→ **Task**:
Among the entries below, find the lines with the word "frickjack" and copy them.

→ **Data in this exercise**:
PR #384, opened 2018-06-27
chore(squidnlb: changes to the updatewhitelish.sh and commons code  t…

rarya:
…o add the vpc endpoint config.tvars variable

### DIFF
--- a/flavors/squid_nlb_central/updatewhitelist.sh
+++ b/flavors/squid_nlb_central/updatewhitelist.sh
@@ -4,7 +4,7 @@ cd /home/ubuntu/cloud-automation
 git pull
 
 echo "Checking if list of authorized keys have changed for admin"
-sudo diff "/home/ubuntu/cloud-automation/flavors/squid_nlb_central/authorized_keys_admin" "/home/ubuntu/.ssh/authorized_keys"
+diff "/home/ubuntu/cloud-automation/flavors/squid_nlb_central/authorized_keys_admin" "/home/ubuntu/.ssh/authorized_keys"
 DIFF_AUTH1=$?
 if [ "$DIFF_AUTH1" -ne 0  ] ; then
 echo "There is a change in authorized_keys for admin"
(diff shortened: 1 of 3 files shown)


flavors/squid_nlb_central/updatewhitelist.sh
---
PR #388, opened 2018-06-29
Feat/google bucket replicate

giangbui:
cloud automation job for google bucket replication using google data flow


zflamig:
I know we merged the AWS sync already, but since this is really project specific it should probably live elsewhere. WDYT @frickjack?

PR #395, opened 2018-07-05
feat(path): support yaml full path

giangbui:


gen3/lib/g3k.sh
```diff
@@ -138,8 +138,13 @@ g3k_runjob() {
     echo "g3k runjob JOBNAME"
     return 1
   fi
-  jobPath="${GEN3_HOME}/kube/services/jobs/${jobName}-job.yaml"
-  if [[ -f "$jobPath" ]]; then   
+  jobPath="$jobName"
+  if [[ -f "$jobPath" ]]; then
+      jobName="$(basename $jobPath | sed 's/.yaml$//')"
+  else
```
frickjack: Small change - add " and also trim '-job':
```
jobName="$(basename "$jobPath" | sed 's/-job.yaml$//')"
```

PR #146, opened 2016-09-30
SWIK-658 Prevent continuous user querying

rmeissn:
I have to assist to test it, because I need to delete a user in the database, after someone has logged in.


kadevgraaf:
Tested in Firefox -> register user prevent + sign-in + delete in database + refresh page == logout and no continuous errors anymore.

→ **Solution to the exercise**:
I know we merged the AWS sync already, but since this is really project specific it should probably live elsewhere. WDYT @frickjack?
frickjack: Small change - add " and also trim '-job':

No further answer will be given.